Extending the model registry
Section titled “Extending the model registry”Add an audio-event model
Section titled “Add an audio-event model”Export the model with scripts/export-audio-tagger.py (PyTorch → ONNX opset 17, with the mel-spectrogram transform baked in). The exported model must accept waveform: float32 [batch, samples] and produce clipwise_output: float32 [batch, 527] (post-sigmoid AudioSet probabilities). Mirror the file to the model bucket, then add a ModelSpec entry to audiodetection/registry.go with the file name, sample rate, mAP, and license. The admin panel and validation logic pick it up automatically.
Add a whisper model
Section titled “Add a whisper model”Add a WhisperModelSpec entry to transcribe/whisper_models.go, then mirror the corresponding ggml-<id>.bin file using scripts/upload-whisper-models.sh. The entry immediately becomes valid input for ALCOVES_WHISPER_MODEL and selectable in the admin panel.

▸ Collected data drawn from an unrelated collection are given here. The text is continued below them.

PR #879, opened 2017-04-05
[Python] Match unpacking operators

### LINKED ISSUE #773: [Python] * and ** in method definitions are unscoped
https://docs.python.org/dev/tutorial/controlflow.html#keyword-arguments

    def example(test, *args, **kwargs): # <- scope my asterisks please!
        print(test)
        print(*args)
        print(list(range(*args)))
        print(*kwargs)
        blah = { 'def': 2, 'testing123': 'TEST' }
        combined = { **kwargs, **blah }
        print(combined)
    example('hello world', 3, 6, testing123='test', abc=1)

FichteFoll:
Follow-up on https://github.com/sublimehq/Packages/pull/743. Since this is also runs into https://github.com/SublimeTextIssues/Core/issues/1190, please confirm locally that the tests pass as I can't.

Fixes #773.

### DIFF
--- a/Python/Python.sublime-syntax
+++ b/Python/Python.sublime-syntax
@@ -633,19 +633,24 @@ contexts:
   lambda:
     - match: \b(lambda)(?=\s|:|$)
       scope: storage.type.function.inline.python
-      push:
-        - meta_scope: meta.function.inline.python
-        - meta_content_scope: meta.function.inline.parameters.python
-        - include: line-continuation-or-pop
-        - match: '\:'
-          scope: punctuation.section.function.begin.python
-          pop: true
-        - match: ','
-          scope: punctuation.separator.parameters.python
-        - include: keyword-arguments
-        - include: illegal-names
-        - match: '{{identifier}}'
-          scope: variable.parameter.python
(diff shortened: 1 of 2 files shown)


Python/Python.sublime-syntax
```diff
@@ -395,6 +391,15 @@ contexts:
     - match: '@'
       scope: keyword.operator.matrix.python
 
+  allow-unpack-operators:
+    # Match unpacking operators, if present
+    - match: \*
+      scope: keyword.operator.unpacking.python
+    - match: \*\*
+      scope: keyword.operator.unpacking.python
```
keith-hall: This pattern will never be matched due to the single `*` pattern coming before it.

keith-hall: Currently, 3 or more stars in a row will be scoped as if valid, is that what we want?

keith-hall: As will stars with spaces between them, which I don't think is valid.

FichteFoll: Nice spot. All fixed.

wbond:
Tests passed, thanks!

Issue #882, opened 2017-04-05
[XML] xml-stylesheet processing instruction marked as invalid


keith-hall:
https://www.w3.org/TR/xml-stylesheet/#the-xml-stylesheet-processing-instruction

For example, on Windows, IIS' Failed Request Trace Logs are in XML format and start with:

```xml
<?xml version="1.0" encoding="UTF-8" ?>
<?xml-stylesheet type='text/xsl' href='freb.xsl'?>
<!-- saved from url=(0014)about:internet -->
```

but ST currently scopes the `<` before `?xml-stylesheet` as `text.xml invalid.illegal.missing-entity.xml` and doesn't scope the rest of the processing instruction (though the rest of the document is correctly highlighted).

This was probably accidentally broken by https://github.com/sublimehq/Packages/pull/677

PR #883, opened 2017-04-05
[XML] correctly scope xml-stylesheet instructions

keith-hall:
fixes https://github.com/sublimehq/Packages/issues/882


wbond:
How about matching `xml-stylesheet` separately so we don’t inadvertantly add `tag-stuff` to other preprocessor elements?

keith-hall:
done :)

wbond:
Great!

PR #890, opened 2017-04-10
[Java] Lots of minor improvements

ismell:
* Fixed a lot of generic issues.
* Support multiline methods. This required removing the storage modifiers and
  return type from the meta.method scope.
* Display illegal trailing punctuation.

I've had a lot of these improvements locally for a while so the rebase was a little
painful. I had to remove/fix some strange tests.


wbond:
Those tests would definitely need to be preserved

ismell:
I added back the missing annotation changes I clobbered. I did make a few changes though.

wbond:
`variable.annotation` is the standard we decided upon in #709. Color schemes can choose to highlight it the same as `support.class` if they want – Monokai will styling it very similarly, but without italics.

ismell:
`variable.annotation` seems really strange in Java though. It is a `support.class` because it needs to be declared in the import section like any other `support.class`. `variable.` is something that the user declares that can be assigned.

Just pushed fixes for instantiation as well.

ismell:
if themes wanted to theme it they could do `meta.annotation support.class`.

wbond:
I realize that in certain syntaxes the names applied to various components won't be a 100% match. Instead, we are trying to be consistent for the sake of color scheme authors and end-users. A color scheme author can choose that an annotation name be styled the same way in Java as a class. For everyone else who wants annotation-specific styles, the new scope names make a more consistent experience out-of-the-box when working in multiple languages.

ismell:
That's fine I can change it.

    @com.java.FooBar
    //^^^^^^^^^^^^^^ variable.annotation.java
    //       ^ punctuation.accessor.dot.java

Does that look correct?

wbond:
That exact issue isn't currently resolved. #737 discusses the options here, but if I recall, there isn't too much of a consensus.

ismell:
I'll go with it. Makes it easier to extract the full class path. Fix pushed.

ismell:
Is there anything I can do to help this PR along? Also you can push commits to the branch if you want.

wbond:
Mostly I just need time to go through it – been working on bug fixes on core mostly to resolve issues from all the work that went into 3127

Java/Java.sublime-syntax
```diff
@@ -372,25 +330,14 @@ contexts:
...
-    - match: \b(try|catch|finally|throw)\b
-      scope: keyword.control.catch-exception.java
     - match: '\?|:'
       scope: keyword.control.java
-    - match: \b(return|break|case|continue|default|do|while|for|switch|if|else)\b
-      scope: keyword.control.java
     - match: \b(instanceof)\b
       scope: keyword.operator.java
-    - match: (==|!=|<=|>=|<>|<|>)
+    - match: (==|!=|<=|>=|<>|(?<!\.)<|>)
```
FichteFoll: This is a look-behind pattern and incompatible with the internal sregex engine, degrading performance by *a lot*. You should be able to find a way without needing a look-behind.

Java/Java.sublime-syntax
```diff
@@ -230,89 +180,98 @@ contexts:
...
-    - include: class
+    - include: constants-and-special-vars
+    - include: keywords
+    - include: assignment
+    - include: lambdas
+    - include: strings
+    - include: anonymous-classes-and-new
+    - include: all-types
+    - include: assertions
+    - match: (?<=\.)<
```
FichteFoll: Another look-behind.

Java/Java.sublime-syntax
```diff
@@ -598,20 +573,56 @@ contexts:
 
   parens:
     - match: \(
+      scope: punctuation.section.parens.begin.java
       push:
+        - meta_scope: meta.parens.java
```
FichteFoll: Afaik the recommendation is to use `punctuation.section.group`, according to the scope naming guidelines. (See also punctuation scopes.)

Java/Java.sublime-syntax
```diff
@@ -372,25 +330,14 @@ contexts:
...
       scope: keyword.operator.comparison.java
-    - match: (=)
-      scope: keyword.operator.assignment.java
-      push:
-        - meta_scope: meta.assignment.rhs.java
-        - match: (?=(;|\)))
-          pop: true
-        - include: code
+    # - match: (=)
+    #   scope: keyword.operator.assignment.java standalone
```
FichteFoll: I don't think we need these commented lines anymore.

Java/Java.sublime-syntax
ismell: Removed all the look behinds.

Java/Java.sublime-syntax
ismell: It says `based on appropriate semantics`. What's the difference between group and parens? Java doesn't have a concept of a `group` so parens seemed appropriate.

ismell: Thanks for the review

FichteFoll: I'm not quite sure, tbh. Python also uses `group`, where contents in parentheses are just evaluated before others, pretty much like Java.

Maybe @wbond can clarify.

Java/Java.sublime-syntax
```diff
@@ -230,89 +180,98 @@ contexts:
...
   class-body:
+    - include: annotations
     - include: class
+    - include: static-assignment
     - include: enums
+    - include: generic-declaration # for methods
     - include: methods
-    - include: annotations
+    # mark constants as constant
+    - match: '(\.)?\b(?!UUID\b|URI\b)([A-Z][A-Z0-9_]+)(?!<|\.class|\s*\w+\s*=)\b'
```
ismell: Yeah they are present in the standard java API. I should extract that out into a variable. I should also add tests. 
They break the standard class naming convention. Without this they get picked up as constants.

Java/syntax_test_java.java
```diff
@@ -201,61 +222,97 @@ public void test2(Type) abc
...
+//           ^ punctuation.definition.generic.end.java
+
+  new Foo<?>();
+//        ^ keyword.operator.wildcard.java
+
+  new Foo<? extends Bar, String>();
+//        ^ keyword.operator.wildcard.java
+//                  ^^^ support.class.java
+//          ^^^^^^^ keyword.declaration.extends.java
+//                     ^ punctuation.section.generic.separator.java
```
wbond: I think this should probably be `punctuation.separator` or some specialization of that.

Java/syntax_test_java.java
```diff
@@ -312,3 +371,502 @@ void test2() {
...
+  };
+
+  public abstract void doSomething();
+//                     ^^^^^^^^^^^^^ meta.method.java
+}
+
+public final class SomeClass<V extends OtherClass, T> extends BaseClass<V> {
+//                          ^ punctuation.definition.generic.begin.java
+//                                                  ^ punctuation.definition.generic.end.java
+//                                               ^ punctuation.section.generic.separator.java
```
wbond: `punctuation.separator`

Java/syntax_test_java.java
```diff
@@ -312,3 +371,502 @@ void test2() {
 //            ^ support.class
     }
 }
+
+public enum FooEnum {
+//     ^^^^ storage.type.java
+  FOO;
+//^^^ constant.other.enum
+}
+// <- meta.class.java meta.class.body.java punctuation.section.class.end.java
```
wbond: Generally we don't do things like `punctuation.section.class`, but instead `punctuation.section.block`. Then the color scheme author can target class braces via `meta.class punctuation.section.block`.

wbond: When possible in more recent syntax changes, we are trying not to "stack" scopes. So instead of having `meta.class.java meta.class.body.java` we have `public enum FooEnum ` as `meta.class.java` and `{…}` as `meta.class.body.java`. Does that make sense? It can take some extra context commands, but in many languages it can help prevent really deep scope stacks.

Java/syntax_test_java.java
```diff
@@ -201,61 +222,97 @@ public void test2(Type) abc
...
+     this.<B> foo();
+//            ^^^ variable.function.java
+//        ^^^ meta.generic.java
+//        ^ punctuation.definition.generic.begin.java
+//         ^ support.class.java
+
+     Function<String, Integer> func = a -> 42;
+//                                  ^^^^^^^^^ meta.assignment.rhs.java
+//                                    ^ variable.parameter.java
+//                                      ^^ storage.type.lambda.java
```
ismell: Done

Java/syntax_test_java.java
```diff
@@ -201,61 +222,97 @@ public void test2(Type) abc
...
 
-new Foo<int>();
-//      ^^^ invalid.illegal.primitive-instantiation.java
+     a -> { return 42; };
+//        ^^^^^^^^^^^^^^ meta.lambda.body.java
+
+     (a, b) -> 42;
+//    ^ variable.parameter.java
+//       ^ variable.parameter.java
+//          ^^ storage.type.lambda.java
```
ismell: Done

Java/syntax_test_java.java
```diff
@@ -201,61 +222,97 @@ public void test2(Type) abc
...
+//                                    ^ variable.parameter.java
+//                                      ^^ storage.type.lambda.java
+//                                         ^^ constant.numeric
+//                                           ^ punctuation.terminator.java
+     foo(a -> 42);
+//   ^^^^^^^^^^^^ meta.function-call.java
+//   ^^^ variable.function.java
+//      ^ punctuation.section.parens.begin.java
+//       ^ variable.parameter.java
+//         ^^ storage.type.lambda.java
```
ismell: Done

Java/syntax_test_java.java
```diff
@@ -201,61 +222,97 @@ public void test2(Type) abc
...
+
+     (int a, Foo<Integer>[] b) -> 42;
+//    ^^^ storage.type.primitive
+//        ^ variable.parameter.java
+//           ^^^ support.class.java
+//              ^ punctuation.definition.generic.begin.java
+//               ^^^^^^^ support.class.java
+//                      ^ punctuation.definition.generic.end.java
+//                          ^ variable.parameter.java
+//                             ^^ storage.type.lambda.java
```
ismell: Done

Java/syntax_test_java.java
ismell: Done

Java/syntax_test_java.java
```diff
@@ -687,7 +687,7 @@ public void someMethod(WithParam foo) throws Exception {
 //                                  ^ constant.numeric.java
 
     foo.forEach((k, v) -> {
-//                     ^ storage.type.lambda.java
+//                     ^ storage.type.function.lambda.java
```
rwols: storage.type.function.arrow seems to be common (e.g. Scala, Javascript)

Java/syntax_test_java.java
ismell: It makes sense, but I have a concern.
I have a plugin that takes the current cursor position and gives you the method and class name that the cursor is in. It does this by looking at all `meta.method` scopes and seeing if the cursor is in one of the scopes. It then looks for `entity.name.function` in the matching scope. It then does the same thing for the class and class name.

If `meta.method` only contains `entity.name.function` and not the `meta.method.body`, then I'm not sure how to find out the method name for a specific `meta.method.body`.

Java/syntax_test_java.java
ismell: Done

Java/syntax_test_java.java
ismell: wbond@ which do you prefer?

Java/Java.sublime-syntax
```diff
@@ -400,130 +346,175 @@ contexts:
...
+        2: punctuation.accessor.dot.java
       push:
-        - match: '<'
-          scope: punctuation.definition.generic.begin.java
-          set:
-            - meta_scope: meta.generic.java
-            - match: '>'
-              scope: punctuation.definition.generic.end.java
+        - match: \[
+          scope: keyword.operator.array.java
```
rwols: Should this not be a punctuation.section.brackets.begin ...

Java/Java.sublime-syntax
```diff
@@ -400,130 +346,175 @@ contexts:
...
+          push:
+            - meta_scope: meta.brackets.java
+            - match: \]
+              scope: keyword.operator.array.java
```
rwols: ... and this a Should this not be a punctuation.section.brackets.end?

Java/Java.sublime-syntax
```diff
@@ -400,130 +346,175 @@ contexts:
...
         - meta_scope: meta.generic.java
-        - match: '>'
-          scope: punctuation.definition.generic.end.java
-          pop: true
-        - include: generic-instantiation
-    - match: '\.\.\.'
-      scope: keyword.operator.varargs.java
-    - match: '(\[)\s*(\])'
+        - match: <
+          scope: punctuation.definition.generic.begin.java
```
rwols: Should this not be a punctuation.section.generic.begin ...

Java/Java.sublime-syntax
```diff
@@ -400,130 +346,175 @@ contexts:
...
-    - match: '{{id}}'
-      scope: variable.parameter.java
-      set: method-parameters
-    - match: (?=\S)
+        1: entity.other.inherited-class.java
+        2: punctuation.accessor.dot.java
+  object-type-generic:
+    - meta_scope: meta.generic.java
+    - match: ">"
+      scope: punctuation.definition.generic.end.java
```
rwols: ... and this a punctuation.section.generic.end ?

Java/Java.sublime-syntax
```diff
@@ -540,12 +531,7 @@ contexts:
   raw-parameter-after:
     - match: '<'
       scope: punctuation.definition.generic.begin.java
```
rwols: (see above comment)

Java/Java.sublime-syntax
```diff
@@ -598,20 +584,56 @@ contexts:
...
+  assignment:
+    - match: \=
+      scope: keyword.operator.assignment.java
+      push:
+        - meta_scope: meta.assignment.rhs.java
+        - match: '(?=;|\)|\}|,)'
+          pop: true
+        - include: code
+  static-code-block:
+    - match: "{"
```
rwols: Why is this `{` not scoped?

ismell: Done

Java/Java.sublime-syntax
ismell: Same

Java/Java.sublime-syntax
ismell: Same as above

Java/Java.sublime-syntax
ismell: Looks like the style guide recommends `punctuation.definition.generic.begin`

Java/Java.sublime-syntax
ismell: Done

Java/Java.sublime-syntax
ismell: Done

Java/Java.sublime-syntax
rwols: Interesting 👍 it's punctuation.section.generic.begin in C++, so, either C++ is wrong and should be updated, or the style guide is wrong.

Java/syntax_test_java.java
FichteFoll: `lambda` seems to be the more general term and isn't language specific. I favor going for that instead of "arrow", which relates to the syntax more than the actual construct.

rwols: I agree @FichteFoll. This construct (lambda notation) should be added to the style guide.

Java/syntax_test_java.java
```diff
@@ -88,15 +92,15 @@ public static void main(String... args) {
             System.out.println(i);
         }
     }
-
+//  ^ meta.method.java meta.method.body.java punctuation.definition.method.end.java
```
wbond: This should be testing for `punctuation.section.block.end.java`

Java/syntax_test_java.java
```diff
@@ -42,13 +45,14 @@
 //                                                     ^ punctuation.terminator.java
 
     public static void main(String... args) {
```
wbond: The `{` should be tested for `punctuation.section.block.begin.java`

Java/syntax_test_java.java
```diff
@@ -16,6 +16,9 @@
 //            ^ meta.import.java support.function.import.java
 //                               ^ meta.import.java punctuation.terminator.java
 
+import static a.b.Class.CONSTANT;
```
wbond: Let's add some tests here for `punctuation.accessor`

Java/syntax_test_java.java
```diff
@@ -42,13 +45,14 @@
...
-//  ^^^^^^^^^^^^^^^^^^^^^^^^^^^^^^^^^^^^^^^^^^ meta.method
+//                     ^^^^^^^^^^^^^^^^^^^^^^^ meta.method
 //  ^^^^^^ storage.modifier.java
 //         ^^^^^^ storage.modifier.java
-//                ^^^^ meta.method.return-type storage.type
+//                ^^^^ storage.type
 //                     ^^^^ meta.method.identifier.java entity.name.function.java
 //                         ^^^^^^^^^^^^^^^^ meta.method.parameters.java
 //                         ^ punctuation.section.parens.begin.java
+//                                ^^^ storage.modifier.variable-arity
```
wbond: In other syntaxes this is scoped as `keyword.operator.variadic` (C/C++/Obj-C/Obj-C++) or `keyword.operator` (Rust).

Java/Java.sublime-syntax
wbond: The style guide is correct. The idea being that `section` is used for a complex area that can have many elements and all sorts of nesting things. Like arrays/lists or blocks. `definition` is supposed to be for more atomic things. Generic types are sort of a grey area, but they feel like they should be treated as more of an atomic thing than a "section".

Java/Java.sublime-syntax
wbond: I don't feel strongly about this. There are so many syntaxes in the wild that use `parens` that we need to recommend they are handled by any decent color scheme. Some syntaxes parents are used where it definitely is not a "group". Similarly `brackets`.

I am leaving it up to individual syntax authors for the most part since I don't feel strongly and I'd rather spend my time on more meaningful things. 😄

Java/syntax_test_java.java
```diff
@@ -122,9 +126,10 @@ private static void anotherMethod() throws MyException<Abc> {
     }
 
     <T> void save(T obj);
-//  ^^^^^^^^^^^^^^^^^^^^ meta.method
+//           ^^^^^^^^^^^ meta.method
 //  ^^^ meta.generic
-//      ^^^^ meta.method.return-type
+//   ^  variable.parameter.type
```
wbond: This would be a new addition to our scope guidelines. I don't know if for C++, Rust, Java it is clear in what circumstances this scope would be applied. I am certainly no expert in the finer points of templating, so some one else may have more insight or feel more strongly about how this should be handled.

EDIT: Just saw a comment below from myself from back on Jun 8 about an example father down. 😄

Java/syntax_test_java.java
```diff
@@ -201,61 +222,97 @@ public void test2(Type) abc
...
+//       ^ variable.parameter.java
+//         ^^ storage.type.function.lambda.java
+//            ^^ constant.numeric
+//              ^ punctuation.section.parens.end.java
+//               ^ punctuation.terminator.java
 
-new Foo<int>();
-//      ^^^ invalid.illegal.primitive-instantiation.java
+     a -> { return 42; };
+//        ^^^^^^^^^^^^^^ meta.lambda.body.java
```
wbond: For consistency with other syntax, I think `meta.lambda` (and related scopes) should become `meta.function.anonymous`.

Java/syntax_test_java.java
```diff
@@ -201,61 +222,97 @@ public void test2(Type) abc
...
+
+     (a, b) -> 42;
+//    ^ variable.parameter.java
+//       ^ variable.parameter.java
+//          ^^ storage.type.function.lambda.java
```
wbond: This isn't a change needed here, but we do have some inconsistency in the default packages for this scope. I think Scala, Python and JavaScript should be updated to `storage.type.function.lambda` instead of `arrow`/`inline`.

FichteFoll: Why use `lambda` in `storage.type.function.lambda` when we use `anonymous` in `meta.function.anonymous`?

Java/Java.sublime-syntax
```diff
@@ -588,9 +601,22 @@ contexts:
...
+    - match: \(
+      scope: punctuation.section.parens.begin.java
+      set:
+        - meta_scope: meta.parens.java
+        - match: \)
+          scope: punctuation.section.parens.end.java
           pop: true
+        - include: illegal-open-block
         - include: code
+    - include: any_POP
```
rwols: Maybe call this context `else-pop` instead of `any_POP`?

Java/syntax_test_java.java
wbond: I am cool with `storage.type.function.anonymous`

wbond:
@ismell I'd love to get this included in one of the next dev builds since it has some great improvements. Do you think you'll have time to make some of the tweaks I suggested?

ismell:
I'll try to make some time this week or early next week.

Java/syntax_test_java.java
ismell: Went with keyword.operator.variadic

Java/syntax_test_java.java
ismell: Done

Java/syntax_test_java.java
ismell: Done

Java/syntax_test_java.java
ismell: Done

Java/syntax_test_java.java
ismell: Done

Java/syntax_test_java.java
ismell: Done. It only matches the last dot due to the limitations of the pattern.

ismell:
I pushed a lot of changes. Just have to say githubs code review UI is pretty bad.

wbond:
> Just have to say githubs code review UI is pretty bad.

Yes, when I used gerrit it was much more conducive to in-depth reviews. Unfortunately it wasn't very usable/discoverable. Maybe someday we'll have the best of both worlds!

ismell:
I should have squashed before you merged :)

Issue #889, opened 2017-04-10
[JavaScript] (PR provided) Cruft causing incorrect highlighting for standard JavaScript: Mustache templating, HTML comments, IE conditional compilation


Thom1729:
The following tests fail:

```js
{{ 42; }}
// ^^ meta.block.js meta.block.js constant.numeric.js

x --> y;
//^^ keyword.operator.arithmetic.js
//  ^ keyword.operator.relational.js

/*@if /*/
//     ^^ punctuation.definition.comment.js

z
// <- variable.other.readwrite.js
```

Each test is valid JavaScript, but the parsing is broken by code that handles non-JavaScript syntax:

- Highlighting for mustache templates conflicts with JavaScript blocks. This is fundamentally unfixable; the two languages conflict. If we want to maintain mustache embedding in JavaScript code for some reason, we can make a new syntax for it (simply including JavaScript with a `with_prototype`). Or, if it's not worth having a separate syntax for, it's probably not worth breaking the JavaScript syntax for.
- Highlighting for HTML comments conflicts with JavaScript operators. This could conceivably be patched, because `<!--` cannot conflict with real JavaScript at top level. But the implementation seems rather pointless to begin with, because it *can't* cover all uses of HTML comments (e.g. in strings) without breaking JavaScript and the HTML syntax should handle this anyway using `with_prototype`.
- Highlighting for ancient IE conditional compilation breaks JavaScript comments. This is an ill-advised and archaic practice that has long been abandoned by Microsoft, so it should be safe to just cut it.

Fixing these will help to clear the way for #885 and related issues.

Thom1729:
I'm closing this. The three bugs described here are addressed in more detail elsewhere.

Mustache templates: #927  
HTML comments: #928  
IE conditional compilation: TBD

PR #891, opened 2017-04-10
[JavaScript] Removed Mustache syntax, HTML comments, and IE conditional compilation.

Thom1729:
For #889. Replaces tests for removed features with tests for JavaScript syntax. All tests pass.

Point at a different mirror or air-gapped host
Section titled “Point at a different mirror or air-gapped host”Set ALCOVES_WHISPER_MODEL_BASE_URL and ALCOVES_AUDIO_DETECT_MODEL_BASE_URL to your mirror URL. Face and object detection model URLs are currently hard-coded constants in the source and require a code change to redirect.